A better approach is beam search. Rather than exploring a single path, beam search keeps track of multiple paths. While beam search is effective for non-open-ended generation tasks such as machine translation, data-to-text generation, and summarization, it does not work well for open-ended text generation.

Why doesn’t beam search work for open-ended text generation?

Using beam search as a decoder for open-ended generation results in text that is strangely bland and repetitive. This is not because of “search error, where beam search failed to find higher quality sentences to which the model assigns higher probability than to the decoded ones.” Rather, the fundamental problem is the maximum likelihood decoding objective.

Example of degenerate text using beam search. Credit

Example of degenerate text using beam search. (credit)

It turns out likelihood maximization approaches such as beam search tend to produce sentences that loop repetitively. Further, the probability of forming a loop (“I don’t know, I don’t know, I don’t know”) increases with a longer loop - once looping starts, it is difficult to get out of it. In addition, probability distribution of human-generated text turns out to be very different from machine-generated text.
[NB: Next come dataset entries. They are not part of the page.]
PR #442, opened 2026-07-27
fix: SSW-3090 make gradle-mirrors init script Isolated-Projects-compatible

lpusok:
## Summary

[SSW-3090](https://bitrise.atlassian.net/browse/SSW-3090) — Adastra s.r.o. enabled Gradle's Isolated Projects (`org.gradle.unsafe.isolated-projects=true`) and every build fails at configuration time:

```
Plugin class 'Bitrise_gradle_mirrors_init_gradle$InternalRepositoryPlugin':
Project ':' cannot access 'Project.tasks' functionality on subprojects via 'allprojects'
Plugin class 'Bitrise_gradle_mirrors_init_gradle$InternalRepositoryPlugin':
Project ':build-logic' cannot access 'Project.tasks' functionality on subprojects via 'allprojects'
```

The Robolectric block in `gradle.afterProject` reached into every project's `tasks` via `getRootProject().allprojects`. It is gated on `UseAsRobolectricRepo`, set only on the `mavencentral` mirror — which is on by default, so any Isolated Projects build hits it. This was the only `allprojects`/`subprojects` usage in the repo; the build-cache init script uses `rootProject { }` only and is unaffected. Note the script also ships via preboot, so the blast radius is not limited to workflows running the Activate Gradle Mirrors step.

## Changes

Both in `asset/gradle-mirrors.init.gradle.kts.gotemplate`:

- **Register the Robolectric redirect per project, in `beforeProject`.** Drops the `getRootProject().allprojects { }` wrapper, which is the Isolated Projects violation. `configureEach` stays lazy, so coverage is unchanged.

  `beforeProject` rather than `afterProject` is deliberate, and it is the non-obvious part of this PR. `configureEach` actions run in registration order, so whoever registers last wins. The old `allprojects`-from-root registration happened *before* subproject build scripts were read, so a project setting `robolectric.dependency.repo.url` itself won. Moving to each project's own `afterProject` would invert that and make us the last writer — silently overriding the escape hatch we published on [SSW-3019](https://bitrise.atlassian.net/browse/SSW-3019):

  ```kotlin
  tasks.withType<Test>().configureEach {
      systemProperty("robolectric.dependency.repo.url", "https://repo1.maven.org/maven2")
  }
  ```

  `beforeProject` registers ahead of the build script, so project config wins again — now consistently, including the root project, which the old code did not manage.

- **Suffix `roboProbes` per mirror** (`roboProbes{{ .ID }}`), matching the existing `canBeMirrored{{ .ID }}` / `useMirror{{ .ID }}` convention. Only `mavencentral` sets `UseAsRobolectricRepo` today, so one copy is emitted; a second flagged entry would otherwise emit two `val roboProbes` in one scope, fail to compile, and break every Gradle build on the machine.

- **Take the `Test` task from the `doFirst` receiver** instead of capturing it. `RobolectricDiagnostics.probe` put a `Task` reference inside its own task action; Isolated Projects implies the configuration cache, so that would have been the next failure once the `allprojects` one cleared.

Plus a log reword (the root-only line described work that now happens per project) and ASCII-only in the template.

`activate_test.go` — update the pinned assertions and add `allprojects` / `subprojects` / `getRootProject()` to `expectNotContain` as a regression guard.

## Verification

Multi-module repro with a `build-logic` included build, `org.gradle.unsafe.isolated-projects=true`, Gradle 8.14.5 / JDK 21. Rendered with the full `KnownMirrors` set.

| Check | Result |
| --- | --- |
| Pre-fix script | reproduces the customer error verbatim |
| Post-fix, probes on, no override | mirror applies, no IP error, config cache **stored** |
| Re-run | `Reusing configuration cache.` |
| SSW-3019 escape hatch present | resolves to `repo1.maven.org` — project config wins |
| `BITRISE_MAVENCENTRAL_PROXY_ENABLED=false` | script no-ops, build green |
| `BITRISE_ROBOLECTRIC_JAR_AUDIT=false` | green |
| Static | 0 non-ASCII, 0 `allprojects`/`getRootProject()`, exactly 1 `roboProbes` decl |

`make lint` → 0 issues. Full `make test-unit` green except `internal/xcelerate/enrichment` and `pkg/ccache`, which fail identically on clean `main`.

## Notes for the reviewer

See also the [follow-up comment](https://github.com/bitrise-io/bitrise-build-cache-cli/pull/442#issuecomment-5089912615) on retiring `RobolectricDiagnostics` and on the root-project `testLogging` precedence shift.

Worth a separate ticket: migrating `beforeProject`/`afterProject` to the isolated `gradle.lifecycle.*` API would be fully IP-clean, but those actions cannot capture `log()`, the `configureMirror`/`useMirror` `Action`s, or the `loggedReplacements` dedupe set — a rewrite of the whole script plus a Gradle 8.8 floor. Per [gradle/gradle#30075](https://github.com/gradle/gradle/issues/30075) the current hooks are "not inherently incompatible with IP", so there is no correctness pressure to do it now.

[SSW-3090]: https://bitrise.atlassian.net/browse/SSW-3090?atlOrigin=eyJpIjoiNWRkNTljNzYxNjVmNDY3MDlhMDU5Y2ZhYzA5YTRkZjUiLCJwIjoiZ2l0aHViLWNvbS1KU1cifQ
[SSW-3019]: https://bitrise.atlassian.net/browse/SSW-3019?atlOrigin=eyJpIjoiNWRkNTljNzYxNjVmNDY3MDlhMDU5Y2ZhYzA5YTRkZjUiLCJwIjoiZ2l0aHViLWNvbS1KU1cifQ

### DIFF
--- a/internal/config/gradle/mirrors/activate_test.go
+++ b/internal/config/gradle/mirrors/activate_test.go
@@ -81,7 +81,8 @@ func TestActivate(t *testing.T) {
 				`log("prepending pluginManagement mirror https://repository-manager.services.bitrise.io:8090/maven/gradle-plugins")`,
 				`val loggedReplacements = java.util.concurrent.ConcurrentHashMap.newKeySet<String>()`,
 				`if (loggedReplacements.add("${getName()}|${getUrl()}|$mirrorUrl"))`,
-				// Core: robolectric android-all redirect set unconditionally as part of the mirror install
+				// Core: robolectric android-all redirect set unconditionally as part of the mirror install,
+				// configured per project so it stays Isolated-Projects-compatible
 				`log("setting robolectric.dependency.repo.url=\"https://repository-manager.services.bitrise.io:8090/maven/central\" on all Test tasks")`,
 				`val roboProbes = System.getenv("BITRISE_ROBOLECTRIC_JAR_AUDIT") != "false"`,
 				`tasks.withType(Test::class.java).configureEach {`,
@@ -94,7 +95,7 @@ func TestActivate(t *testing.T) {
 				`events("failed")`,
 				// Robolectric-specific classpath probe
 				`object RobolectricDiagnostics {`,
-				`test.doFirst { emitClasspathProbe(test, cliVersion) }`,
+				`test.doFirst { emitClasspathProbe(this as Test, cliVersion) }`,
 				// Classpath fingerprint (noncompatWidthPixels field check + bytecode-agent inventory, robolectric#9630)
 				`val hasField = String(bytes, Charsets.ISO_8859_1).contains("noncompatWidthPixels")`,
 				`"${jar.name}(${jar.length()},noncompatWidthPixels:$field)"`,
@@ -119,6 +120,10 @@ func TestActivate(t *testing.T) {
 				"getJavaLauncher",
 				"BITRISE_ROBOLECTRIC_VERBOSE_LOGGING",
 				"finalizedBy",
+				// Cross-project access — breaks Gradle Isolated Projects
+				"allprojects",
+				"subprojects",
+				"getRootProject()",
 			},
 		},
 		{
--- a/internal/config/gradle/mirrors/activate_test.go
+++ b/internal/config/gradle/mirrors/activate_test.go
@@ -83,10 +83,13 @@ func TestActivate(t *testing.T) {
 				`if (loggedReplacements.add("${getName()}|${getUrl()}|$mirrorUrl"))`,
 				// Core: robolectric android-all redirect set unconditionally as part of the mirror install,
 				// configured per project so it stays Isolated-Projects-compatible
-				`log("setting robolectric.dependency.repo.url=\"https://repository-manager.services.bitrise.io:8090/maven/central\" on all Test tasks")`,
-				`val roboProbes = System.getenv("BITRISE_ROBOLECTRIC_JAR_AUDIT") != "false"`,
+				`log("registering robolectric.dependency.repo.url=\"https://repository-manager.services.bitrise.io:8090/maven/central\" on Test tasks, per project")`,
+				// Suffixed per mirror: two UseAsRobolectricRepo entries would otherwise emit conflicting
+				// declarations in the same scope and the init script would not compile
+				`val roboProbesCentral = System.getenv("BITRISE_ROBOLECTRIC_JAR_AUDIT") != "false"`,
 				`tasks.withType(Test::class.java).configureEach {`,
 				`systemProperty("robolectric.dependency.repo.url", "https://repository-manager.services.bitrise.io:8090/maven/central")`,
+				`if (roboProbesCentral) {`,
 				`TestFailureLogging.enable(this)`,
 				`RobolectricDiagnostics.probe(this, "v0.0.0-test")`,
 				// Generic FULL-on-FAILED logging extracted into its own object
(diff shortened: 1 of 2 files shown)


zsolt-marta-bitrise:
[//]: # ([skip ci])



## Summary
Fix Gradle Isolated Projects compatibility by eliminating cross-project access patterns in the gradle-mirrors init script. Move Robolectric configuration to `beforeProject` and fix configuration cache serialization by capturing task context instead of task references.


## Walkthrough
| File | Summary |
|------|---------|
| gradle-mirrors.init.gradle.kts.gotemplate | Removed getRootProject().allprojects wrapper; moved Robolectric config to beforeProject. Changed task action to capture context (this as Test) instead of Task reference for configuration cache compatibility. Added variable suffixes to prevent mirror conflicts. |
| activate_test.go | Updated assertions for new log messages and variable names. Added regression guards for cross-project access patterns (allprojects, subprojects, getRootProject()). |

zsolt-marta-bitrise (approved):

lpusok:
Two notes for review, both prompted by re-reading [zsolt-marta-bitrise's write-up on robolectric#10586](https://github.com/robolectric/robolectric/issues/10586#issuecomment-4864155400) after a code-review pass. Neither changes the code in this PR — they're context for deciding what to keep.

### 1. The `doFirst` change is contingent on `RobolectricDiagnostics` surviving

The second half of this PR (taking the task from the `doFirst` receiver instead of capturing it) exists *only* because `RobolectricDiagnostics.probe` registers a task action. If that probe gets retired, this change becomes dead weight — harmless, just unnecessary. Flagging so it isn't read as load-bearing.

And it may well be retire-able. Every question the fingerprint probe was added to answer is answered and published in that comment:

- jar integrity — *"We hash-verified the android-all jar… sha1 + size match. The jar is intact."*
- bytecode-agent inventory — *"the agent set varies — it does not point to one culprit"*
- classload source — *"defined by its instrumenting classloader… not the stub android.jar"*

`TestFailureLogging` looks different to me and I'd argue for keeping it: the comment notes the primary NPE is *"normally swallowed unless full stack traces are forced"*, which is exactly what it does. Upstream is still open with no maintainer reply since 2 Jul, and the comment puts the rate at ~20 builds/week across 7 orgs — so it's still the only reason an affected customer sees `AndroidVersions.CURRENT is null` rather than the misleading `NoSuchFieldError` cascade. It's configuration-time only, no CC or IP hazard.

Either way that's a separate change, deliberately not bundled here.

### 2. `beforeProject` slightly reduces `TestFailureLogging` reach in the root project

The precedence fix has one consequence worth weighing explicitly. `configureEach` actions run in registration order, so moving to `beforeProject` means a project's own config is applied last and wins. That is the point for `robolectric.dependency.repo.url` — it keeps the documented escape hatch working — but it applies to `testLogging` too.

Net effect: a **root project** that sets its own `testLogging` now overrides our FULL-stack-trace setting. Previously ours won there. Subprojects already behaved this way (the old `allprojects`-from-root registration also ran before their build scripts), so this only shifts root-project behaviour.

In practice Android test tasks live in subprojects, so I expect this to be irrelevant — but if the FULL-stack-trace capture is the piece still earning its keep, it is a marginal loss of capture coverage and your call rather than mine.

### Also worth a follow-up ticket

Migrating `beforeProject`/`afterProject` to the isolated `gradle.lifecycle.*` API would be fully IP-clean. Not done here: those actions cannot capture `log()`, the `configureMirror`/`useMirror` `Action`s, or the `loggedReplacements` dedupe set, so it means rewriting the whole script plus a Gradle 8.8 floor. Per [gradle/gradle#30075](https://github.com/gradle/gradle/issues/30075) the current hooks are "not inherently incompatible with IP", so there's no correctness pressure to do it now.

When using a maximum likelihood framework, the machine-generated text is composed of tokens that are highly probable, but human-generated text exhibits much richness and variance.

Human text is rich and surprising. credit

Human text is rich and surprising. (credit)

Randomize!

Recently two approaches based on the idea of randomization have been shown to work much better for open-ended generation. In top-k sampling, the decoder randomly samples from the top-k most likely next words. This is the approach used to generate Ovid’s Unicorn. Another approach is to “select the highest probability tokens whose cumulative probability mass exceeds a pre-chosen threshold”. In other words, instead of selecting k tokens, we select n tokens where the summation of the probability from all n tokens exceed a certain threshold, p. This results in a different number of possible next words (vs k fixed candidates) each time, and can be particularly effective when we have a large number of words with almost equal likelihoods. Using top-5, we would have just picked 5. The remaining (10 for example) will have been left out, even though these words have similar likelihood when compared to the top 5.

We are excited about the technical advances in open-ended text generation, but are cautiously optimistic for these advances to be put to good use for safe and ethical machine learning.